Les huissiers ont démontré qu’ils avaient une certaine capacité de contorsion

Équilibre
En dehors de cette réforme structurelle, le principal ajout de la proposition de loi est l’autorisation de mettre aux enchères des biens immatériels. Tout le monde a spontanément pensé aux fameux NFT qui défraient la chronique, mais, au-delà de ce phénomène de mode, cette liberté ouvre aux professionnels un gisement d’opérations jusqu’ici hors de portée : la vente de fonds de commerce, de brevets, de licences de taxi, de titres de propriété intellectuelle… Les commissaires-priseurs pourront aussi procéder à des inventaires fiscaux et mettre aux enchères des biens de personnes sous tutelle. Le texte est un laborieux exercice d’équilibre entre des impulsions contradictoires. La nouvelle instance, qui s’appellera le « Conseil des maisons de ventes », sera représentative de la corporation. Elle devrait défendre les intérêts des commissaires-priseurs, élaborer leur code de déontologie et prendre en charge leur formation. Elle continuera d’assumer un rôle disciplinaire, avec un magistrat et un enquêteur attachés au conseil. En cas de manquement, une commission des sanctions, nommée par le ministre de la Justice, pourra, outre des suspensions d’exercice, prononcer des amendes. Avec six membres, élus par leurs pairs, les commissaires-priseurs détiendront la majorité des onze sièges. En cas de partage des voix à égalité, celle du président sera prépondérante. Le garde des Sceaux conserve le choix du président, parmi les personnalités qualifiées au sein du conseil, au grand dam du Syndicat des maisons de ventes volontaires (Symev) qui s’est néanmoins félicité des avancées de la loi. La France espère ainsi se défendre d’avoir créé ce qui ressemble fort à un nouvel ordre professionnel, faisant fi des instructions des instances européennes qui tiennent ce genre d’entente pour contraire à la libre concurrence.
Obscurcissement
Un autre allègement des règles, plus curieux, concerne la suppression du procès-verbal de vente dans le cas où les maisons de ventes aux enchères effectuent des cessions de gré à gré.
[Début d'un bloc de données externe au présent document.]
PR #925, opened 2026-07-28
Add in-place wake schedule updates

bradbrok:
## Summary

- add `AgentRegistry.update_schedule()` for ID-stable partial updates, with empty-update refusal and the same cron validation used by schedule creation
- expose an ownership-checked `PATCH /agents/{agent_name}/schedules/{schedule_id}` route and a gated `update_wake_schedule` MCP tool
- reject creation when an enabled schedule already has the same `(agent_name, name)`, while allowing reuse after disablement or one-shot completion
- cover registry, API, MCP wrapper, and shared-MCP gate behavior in pytest

## Why

Schedule prompt or timing corrections currently require create-new + delete-old, which renumbers durable schedule references. Repeated `set_wake_schedule` calls can also leave two enabled same-name rows that both fire.

## Impact

Agents can now edit a schedule in place without changing its ID. PATCH requests cannot edit another agent's schedule, and duplicate enabled-name creation fails closed with guidance to use `update_wake_schedule`.

Fixes #924.

## Validation

- focused schedule/API/MCP/shared-gate matrix: `40 passed`
- full mocked pinky-self tools plus shared gate checks: `206 passed`
- broader scheduler/API/pinky-self/shared/auth-route matrix: `799 passed`, with one production-environment-only dream transport failure; the exact selector passes on both this branch and untouched `origin/main` under CI-default SDK/shared-MCP flags
- `uv run ruff check .`
- `python3 -m compileall -q src/pinky_daemon src/pinky_self`
- `git diff --check`
- added-line width audit: all lines at or below 100 columns

🤖 Opened by Kuzya

### DIFF
--- a/src/pinky_daemon/agent_registry.py
+++ b/src/pinky_daemon/agent_registry.py
@@ -33,6 +33,7 @@ import time
 from dataclasses import dataclass, field
 from pathlib import Path
 
+from pinky_daemon.cron_utils import _field_matches
 from pinky_daemon.effort import is_ultracode
 
 # Agent names appear in filesystem paths (data/agents/{name}/, hook scripts
@@ -257,8 +258,6 @@ def _cron_next_run(cron: str, timezone: str = "UTC") -> float | None:
         import datetime as dt
         import zoneinfo
 
-        from pinky_daemon.scheduler import _field_matches
-
         parts = cron.strip().split()
         if len(parts) != 5:
             return None
@@ -302,8 +301,6 @@ def _cron_next_run(cron: str, timezone: str = "UTC") -> float | None:
 
 def _validate_schedule_cron(cron: str) -> None:
     """Reject cron expressions that the scheduler cannot match."""
-    from pinky_daemon.scheduler import _field_matches
-
     parts = cron.strip().split()
     if len(parts) != 5:
         raise ValueError("Cron expression must contain exactly five fields")
--- a/src/pinky_daemon/agent_registry.py
+++ b/src/pinky_daemon/agent_registry.py
@@ -2913,6 +2913,30 @@ except Exception:
 
     # ── Schedules ───────────────────────────────────────────
 
+    def _ensure_schedule_name_available(
+        self,
+        agent_name: str,
+        name: str,
+        *,
+        exclude_schedule_id: int | None = None,
+    ) -> None:
+        """Refuse an enabled agent/name collision, optionally excluding one row."""
+        sql = """SELECT id FROM agent_schedules
+                 WHERE agent_name=? AND name=? AND enabled=1"""
+        params: list = [agent_name, name]
+        if exclude_schedule_id is not None:
+            sql += " AND id<>?"
+            params.append(exclude_schedule_id)
+        sql += " ORDER BY id ASC LIMIT 1"
+        existing = self._db.execute(sql, params).fetchone()
+        if existing:
+            raise ScheduleNameConflictError(
+                f"Enabled schedule {name!r} already exists for agent {agent_name!r} "
+                f"as ID {existing[0]}; choose a distinct name to create another "
+                f"schedule, or use update_wake_schedule with ID {existing[0]} "
+                "to edit the existing one"
+            )
+
     def add_schedule(
         self, agent_name: str, cron: str, *,
         name: str = "", prompt: str = "", timezone: str = "America/Los_Angeles",
@@ -2921,17 +2945,7 @@ except Exception:
     ) -> AgentSchedule:
         """Add a cron-based wake schedule for an agent."""
         _validate_schedule_cron(cron)
-        existing = self._db.execute(
-            """SELECT id FROM agent_schedules
-               WHERE agent_name=? AND name=? AND enabled=1
-               ORDER BY id ASC LIMIT 1""",
-            (agent_name, name),
-        ).fetchone()
-        if existing:
-            raise ScheduleNameConflictError(
-                f"Enabled schedule {name!r} already exists for agent {agent_name!r} "
-                f"as ID {existing[0]}; use update_wake_schedule to edit it"
-            )
+        self._ensure_schedule_name_available(agent_name, name)
 
         now = time.time()
         cursor = self._db.execute(
@@ -3010,6 +3024,19 @@ except Exception:
             if column in updates:
                 updates[column] = int(updates[column])
 
+        current = self._db.execute(
+            "SELECT agent_name, enabled FROM agent_schedules WHERE id=?",
+            (schedule_id,),
+        ).fetchone()
+        if current is None:
+            return None
+        if name is not None and bool(current[1]):
+            self._ensure_schedule_name_available(
+                current[0],
+                name,
+                exclude_schedule_id=schedule_id,
+            )
+
         set_clause = ", ".join(f"{field}=?" for field in updates)
         cursor = self._db.execute(
             f"UPDATE agent_schedules SET {set_clause} WHERE id=?",
@@ -3034,6 +3061,18 @@ except Exception:
 
     def toggle_schedule(self, schedule_id: int, enabled: bool) -> bool:
         """Enable/disable a schedule."""
+        current = self._db.execute(
+            "SELECT agent_name, name FROM agent_schedules WHERE id=?",
+            (schedule_id,),
+        ).fetchone()
+        if current is None:
+            return False
+        if enabled:
+            self._ensure_schedule_name_available(
+                current[0],
+                current[1],
+                exclude_schedule_id=schedule_id,
+            )
         cursor = self._db.execute(
             "UPDATE agent_schedules SET enabled=? WHERE id=?",
             (int(enabled), schedule_id),
--- a/src/pinky_daemon/agent_registry.py
+++ b/src/pinky_daemon/agent_registry.py
@@ -300,6 +300,23 @@ def _cron_next_run(cron: str, timezone: str = "UTC") -> float | None:
         return None
 
 
+def _validate_schedule_cron(cron: str) -> None:
+    """Reject cron expressions that the scheduler cannot match."""
+    from pinky_daemon.scheduler import _field_matches
+
+    parts = cron.strip().split()
+    if len(parts) != 5:
+        raise ValueError("Cron expression must contain exactly five fields")
+
+    limits = ((0, 59), (0, 23), (1, 31), (1, 12), (0, 6))
+    try:
+        for part, (lo, hi) in zip(parts, limits):
+            if not any(_field_matches(part, value, lo, hi) for value in range(lo, hi + 1)):
+                raise ValueError
+    except (TypeError, ValueError) as exc:
+        raise ValueError(f"Invalid cron expression: {cron!r}") from exc
+
+
 # Injected into the system prompt when an agent's effective effort is the
 # ``ultracode`` tier (#151). Replicates Claude Code's native ultracode
 # semantics — "xhigh effort plus standing dynamic-workflow orchestration" —
@@ -634,6 +651,10 @@ class AgentSchedule:
             "target_channel": self.target_channel,
             "one_shot": self.one_shot,
         }
+
+
+class ScheduleNameConflictError(ValueError):
+    """An enabled schedule already uses the requested agent/name pair."""
 
 
 @dataclass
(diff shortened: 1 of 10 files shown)


bradbrok (commented):
# PinkyBot PR #925 — independent exact-pin review

Verdict: **FAIL — fix required**

Reviewed only the frozen target:

- PR: `bradbrok/PinkyBot#925`
- head: `3c52b9d4b187d06fb280ac6c353ebfb92f6affab`
- tree: `7f0efd8c011658de0cba8cc6970e15ef4a057898`
- sole parent/base/merge-base: `4c178dce2ce921415a68e29c2f36e30efb2d9a77`
- base tree: `7b5aecd6b32f2f207af9d26d3ab9b23956548144`
- patch: one commit, eight files, `+505/-14`

At review bind the PR was OPEN+DRAFT and MERGEABLE, with the remote head and
base still at the frozen SHAs. Nine checks were successful, the intentionally
non-PR multi-arch push job was skipped, and Python 3.12 CI was still running.
Any head or tree movement invalidates this verdict.

## Findings

1. **Blocking — the new update path bypasses the enabled-name conflict
   invariant.** `AgentRegistry.update_schedule()` accepts `name`, constructs
   its fixed-key update set, and writes it without checking whether another
   enabled row already owns the resulting `(agent_name, name)` pair
   (`agent_registry.py:2982-3018`). Starting with enabled schedules named
   `same` and `other`, `update_schedule(other.id, name="same")` succeeds and
   leaves both IDs enabled under `same`. The PATCH route and
   `update_wake_schedule` expose that operation directly. The scheduler
   iterates enabled rows independently, so both rows can fire. This defeats
   the duplicate-fire safety property and is especially contradictory because
   the create conflict tells callers to use `update_wake_schedule`.

   The same invariant can be bypassed after the required disabled-name reuse:
   disable schedule A, create enabled schedule B under A's name, then toggle A
   back on. Both A and B become enabled. Enforce enabled `(agent_name, name)`
   uniqueness on every mutation that can establish it: create, an enabled
   row's rename, and enable/re-enable. A rename check must exclude the row
   being edited. Return `ScheduleNameConflictError` consistently (including a
   409 from PATCH rather than the current generic 400 path), and add registry
   and API regression tests for rename and re-enable.

2. **Contract guidance required — unnamed creates now share one unique
   name.** Raw API creates that omit `name` all use `""`; MCP
   `set_wake_schedule` calls that omit it all use `"self_scheduled"`. A second
   enabled unnamed create therefore returns 409. That is a defensible
   fail-closed consequence of the requested same-name guard, not silent data
   loss, but it is a material tool-contract change. The MCP description still
   presents `name` as optional without saying enabled names are unique, and
   the conflict message only recommends editing the existing row. Document
   that concurrent distinct schedules require distinct names and make the
   conflict guidance distinguish “choose a distinct name to create another”
   from “use update_wake_schedule to edit this one.”

## Passed areas

1. **Partial-update behavior: PASS.** IDs and omitted values are preserved;
   explicit `False` and empty strings clear fields; no-op updates are refused;
   invalid cron updates fail before mutation; a missing ID returns null/404.

2. **SQL construction: PASS.** Every SET-clause key comes from the literal
   seven-field `values` dictionary. Callers can control only bound values and
   cannot supply an SQL identifier.

3. **PATCH ownership and disclosure: PASS.** The route checks the path agent
   exists, searches all schedules owned by that agent, and returns the same
   schedule-404 for a foreign or nonexistent ID before write. Relevant
   internal-auth and isolated-agent path tests pass.

4. **Cron validator/scheduler parity: PASS for the promised matcher
   contract.** Uppercase names such as `MON` are accepted; `*/0`, a wholly
   out-of-range single value, and six fields are rejected. Overlapping
   out-of-range ranges and malformed suffixes hidden after an always-matching
   token are accepted by both the validator and the pre-existing scheduler
   matcher; those are legacy matcher semantics, not a branch-only divergence.
   A syntactically legal but impossible date such as February 31 is also
   accepted, as ordinary field-wise cron validation does.

5. **Boolean handling: PASS.** API-model coercion accepts `0/1` as
   `False/True`, rejects integer `2`, and the registry stores explicitly
   supplied `direct_send` and `one_shot` values as integers before normalizing
   them back to booleans.

6. **MCP wrapper and gates: PASS.** The wrapper sends only supplied fields via
   PATCH, preserves explicit false/empty values, refuses an empty update
   without a request, reports API errors, and is included in both per-server
   and shared-MCP schedule gates.

7. **Lazy import cycle alert: non-blocking.** The CodeQL review thread notes
   the function-local scheduler import. It executes only after
   `agent_registry` initialization, imports successfully from the exact
   worktree, and follows the existing `_cron_next_run` lazy-import pattern.

## Validation

- exact detached worktree module-path audit: **PASS**
- `tests/test_scheduler.py tests/test_pinky_self.py
  tests/test_pinky_self_tools.py`: **288/288 PASS**
- focused registry/API/MCP/tool-gate matrix: **39/39 PASS**
- focused shared-MCP/auth/route/isolation matrix: **17/17 PASS**
- broad four-file run: **681 PASS, 1 environment-only failure**
  - failure: the manual-dream SDK-mock test followed this host's production
    `PINKY_DREAM_TRANSPORT=tmux` setting and launched a real tmux dream
  - exact failed selector with `PINKY_DREAM_TRANSPORT=sdk`: **1/1 PASS**
- custom dynamic schedule gauntlet: **PASS**
  - reproduced two enabled same-name rows through rename: IDs `[1, 2]`
  - reproduced two enabled same-name rows through disable/reuse/re-enable:
    IDs `[3, 4]`
  - confirmed blank-name second-create conflict
  - probed named, zero-step, out-of-range, overlapping-range, malformed-tail,
    six-field, and impossible-calendar cron shapes
- Pydantic boolean-coercion probe: **PASS**
- `uv run ruff check .`: **PASS**
- `python3 -m compileall -q src/pinky_daemon src/pinky_self`: **PASS**
- `git diff --check 4c178dce..3c52b9d4`: **PASS**
- exact worktree tracked state: **clean**

No approval, ready-for-review transition, merge, deploy, restart, live schedule,
runtime/configuration/cron change, or production-data mutation was performed.

bradbrok (commented):
# PinkyBot PR #925 — independent exact-pin surgical re-review

Verdict: **FAIL — fix required**

Reviewed only the provenance-confirmed frozen target:

- PR: `bradbrok/PinkyBot#925`
- head: `6d03e5dd72f9458bd63d64cebe89bef277ffe3d5`
- tree: `60f116db6272948b5c242c580cd05e08758bcb71`
- parent chain:
  `6d03e5dd` → `35362133` → `3c52b9d4` →
  `4c178dce2ce921415a68e29c2f36e30efb2d9a77`
- base/merge-base: `4c178dce2ce921415a68e29c2f36e30efb2d9a77`
- base tree: `7b5aecd6b32f2f207af9d26d3ab9b23956548144`
- complete PR patch: three commits, ten files, `+731/-69`
- surgical re-review delta `3c52b9d4..6d03e5dd`: two commits, eight files,
  `+243/-72`

At final bind the PR was OPEN+DRAFT and MERGEABLE, with remote head/base still
at the frozen SHAs. Six checks were successful, four were pending, and the
intentionally non-PR multi-arch push job was skipped. CodeQL, including both
language analyses, passed. Any head or tree movement invalidates this verdict.

## Finding

1. **Blocking — the enabled-name conflict guard is a non-atomic
   check-then-mutate under the registry's documented threading model.**
   `_ensure_schedule_name_available()` performs a standalone `SELECT`
   (`agent_registry.py:2913-2928`), after which `add_schedule()` inserts,
   `update_schedule()` renames, or `toggle_schedule()` enables without holding
   a lock (`agent_registry.py:2937-2953,3024-3051,3059-3078`).

   This is not an unsupported concurrency model. The registry opens the shared
   SQLite connection with `check_same_thread=False` and explicitly documents
   concurrent request access (`agent_registry.py:1166-1182`). It already owns
   `_rmw_lock` for exactly this class of read-modify-write race and uses it at
   four other sites, but none of the schedule methods takes that lock.

   Natural barrier-started probes against fresh temporary registries reproduced
   every invariant-establishing bypass at this exact pin:

   - 12 concurrent same-name creates left **10 enabled duplicates**
   - 12 concurrent renames from distinct enabled names to one free name left
     **4 enabled duplicates**
   - 12 concurrent enables of disabled same-name rows left
     **2 enabled duplicates**

   The create race also returned inconsistent `lastrowid` results and one
   SQLite transaction error. A separate two-thread probe that synchronized
   immediately after both availability checks deterministically left two
   enabled duplicates. The scheduler iterates enabled rows independently, so
   the duplicate-fire safety property remains bypassable.

   Hold `_rmw_lock` across the complete read/check/mutation/commit sequence at
   all three paths. For `update_schedule`, keep the current-row read, conflict
   check, update, commit, and returned-row read in the same critical section;
   this is also required for disabled-row rename racing an enable. Cron
   validation can remain outside the lock, while disable/remove remain
   lockless single mutations. Add threaded create, rename, and re-enable
   regressions shaped like the reproductions above. A database-enforced partial
   uniqueness constraint would be stronger if migration of existing duplicate
   enabled rows is handled explicitly.

## Surgical fixes that passed

1. **Sequential F1 paths: PASS.** Renaming an enabled row onto another enabled
   row's name raises `ScheduleNameConflictError`/HTTP 409 without mutation.
   Disable-name-reuse followed by re-enable also raises the same conflict and
   leaves exactly one enabled row.

2. **Disabled rename semantics: PASS.** A disabled row may be renamed to a name
   currently held by an enabled row; enable is then refused. After disabling
   the live owner, the renamed row enables successfully. Self-enable and
   multiple-disabled-duplicate handoff sequences behave correctly.

3. **Identity scope: PASS.** Same-name enabled schedules belonging to different
   agents do not conflict. Rename checks exclude the row being edited.

4. **API error mapping and contract guidance: PASS.** PATCH and re-enable
   conflicts return 409, preserve rows, and identify the conflicting ID.
   Conflict text distinguishes choosing a distinct name from editing by ID.
   Both MCP schedule descriptions document that distinct active schedules need
   distinct names.

5. **CodeQL extraction and fidelity: PASS.** `_CRON_NAMES`, `_cron_int`,
   `_part_matches`, and `_field_matches` have behavior-identical ASTs before and
   after extraction. `cron_utils.py` has no `pinky_daemon` dependency; direct
   imports of `cron_utils`, `agent_registry`, and `scheduler` succeed without a
   cycle. Scheduler matching and registry validation now share the same helper.

6. **Scoped regression audit: PASS.** The surgical delta does not disturb the
   exact-pin review's passed partial-update, fixed-key SQL construction, PATCH
   ownership/disclosure, boolean normalization, MCP wrapper, or tool-gate
   behavior.

## Validation

- exact detached worktree SHA/tree/module-path audit: **PASS**
- `tests/test_scheduler.py tests/test_pinky_self.py
  tests/test_pinky_self_tools.py`: **293/293 PASS**
- `tests/test_api.py::TestAgentScheduleEndpoints`: **11/11 PASS**
- signed default-deny registry/API serial gauntlet: **PASS**
  - rename onto enabled
  - disable/reuse/re-enable
  - disabled rename deferral and handoff
  - self-enable
  - multiple disabled duplicates
  - cross-agent same-name behavior
- cron-helper AST extraction fidelity: **PASS**
- direct import-cycle/dependency scan: **PASS**
- threaded create/rename/re-enable safety gauntlet: **FAIL — blocker
  reproduced on all three paths**
- broad four-file diagnostic: **455 passed before intentional interrupt after
  blocker confirmation; not represented as a completed test result**
- `.venv/bin/ruff check .`: **PASS**
- `.venv/bin/python -m compileall -q src/pinky_daemon src/pinky_self`:
  **PASS**
- `git diff --check 4c178dce..6d03e5dd`: **PASS**
- exact worktree tracked state: **clean**

No approval, ready-for-review transition, merge, deploy, restart, live schedule,
runtime/configuration/cron change, or production-data mutation was performed.

bradbrok (commented):
Independent exact-pin surgical re-review: **PASS — prior threaded atomicity blocker fixed**.

Frozen target: head `e3d26ac08f5cafbb3b3d4e94baf0d4b8915fa66e`, tree `49e24d663a0c4805f76790f0ec493a5e16c2f117`, sole parent `1e6d6526d0ed812d189a2b54e2e1638c186c5fbe`, base/merge-base `4c178dce2ce921415a68e29c2f36e30efb2d9a77`.

The guard and mutation now share `_rmw_lock` across all three supported same-process threaded paths: guard+insert+commit for create; current-row read+guard+update+commit+returned-row re-read for update/rename; and current-row read+guard+enable+commit for re-enable. The guard docstring and race-test names explicitly scope protection to same-process threads under the one-writer-process-per-DB deployment invariant.

The committed 12-thread regressions assert exactly one winner plus eleven `ScheduleNameConflictError` results and exact enabled-row cardinality. They catch only the expected conflict; executor result collection propagates `OperationalError` or any other unexpected exception.

Validation at this exact pin:
- `tests/test_scheduler.py`: 90/90 PASS
- scheduler + pinky-self core selector: 296/296 PASS
- exact schedule API/MCP selector: 25/25 PASS
- independent harness: 10/10 rounds each of 20-thread create, rename, and re-enable races, always exactly one winner + nineteen conflicts
- independent disabled-rename-vs-enable race: 50/50 PASS, exactly one success + one conflict
- zero unexpected exception leakage and zero enabled duplicate-name groups
- full ruff, compileall, direct imports, diff-check, and clean detached tracked state: PASS

The second-writer-process gap is non-blocking for this PR under the confirmed deployment invariant; database-level enforcement remains tracked in #926 behind the three-fleet duplicate audit and migration plan. Evidence of another writer process or an intended multiprocess contract reopens that decision.

Final-SHA CI was still running at review time; green CI remains a separate merge gate. Any head/tree movement invalidates this verdict.

Artifact: `PinkyBot-pr925-independent-review.md`, 6,239 bytes, SHA-256 `643adad037a8ed2307c3d178729738be285830c1fb0e3144c7b827db222683d9`.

Il est difficile de comprendre la portée de cet article, dans la mesure où il leur faudra bien délivrer des factures à leurs clients. Sur un plan plus symbolique, il peut sembler étrange que le Parlement donne un feu vert à ce qui pourrait encore obscurcir des ventes déjà bien discrètes, en ces temps où la lutte contre le blanchiment est sur toutes les lèvres… Non moins surprenant, les huissiers, qui doivent fusionner avec les commissaires-priseurs chargés des ventes judiciaires en un corps unique, ont fait irruption dans le débat à la Chambre, par le biais d’un amendement qui exempte d’un examen de passage ceux voulant ouvrir une maison de ventes volontaires et qui ont déjà pratiqué ce métier. C’était l’un des points forts de la demande des commissaires-priseurs, désormais mise à mal : que les huissiers qui souhaitent occuper ce terrain se prêtent comme eux à une formation et un examen pour garantir un niveau de qualité au marché de l’art. Concrètement, ceux ayant tenu, de 2016 à 2021, au moins vingt-quatre ventes, sur au moins trois années consécutives, ou des vacations d’un montant total de 230 000 €, seront dispensés non seulement de formation mais aussi d’examen. Les huissiers ont démontré qu’ils avaient une certaine capacité de contorsion puisqu’ils sont passés par la fenêtre de la Chambre pour obtenir cette satisfaction que leur avait refusée le Conseil d’État. Ils ne laissent ainsi guère de doutes sur leur volonté d’investir rapidement ce secteur, forts de leur trésorerie et de leurs moyens matériels et humains. Une quarantaine d’entre eux seraient concernés, ce qui représente tout de même 10 % des maisons de ventes aujourd’hui, et 15 % de leur part provinciale, la plus vulnérable à cette compétition. Autrement dit, il y aura des morts.